-------- Data for review --------
Issue #3588, opened 2026-02-14
Cover image upload does not show immediate loading feedback


Aseem-ctrl:
### Description

When uploading a cover image on the product edit page, there is a noticeable delay (around 4–5 seconds) before the loading indicator appears. During this time, there is no visible feedback to the user, which may create confusion about whether the upload has started.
--------
#### What you need to do
What is needed is an exact copy of the lines from the one containing "Cover image upload" to the end of the data; please add nothing else.

#### Response below
Cover image upload does not show immediate loading feedback


Aseem-ctrl:
### Description

When uploading a cover image on the product edit page, there is a noticeable delay (around 4–5 seconds) before the loading indicator appears. During this time, there is no visible feedback to the user, which may create confusion about whether the upload has started.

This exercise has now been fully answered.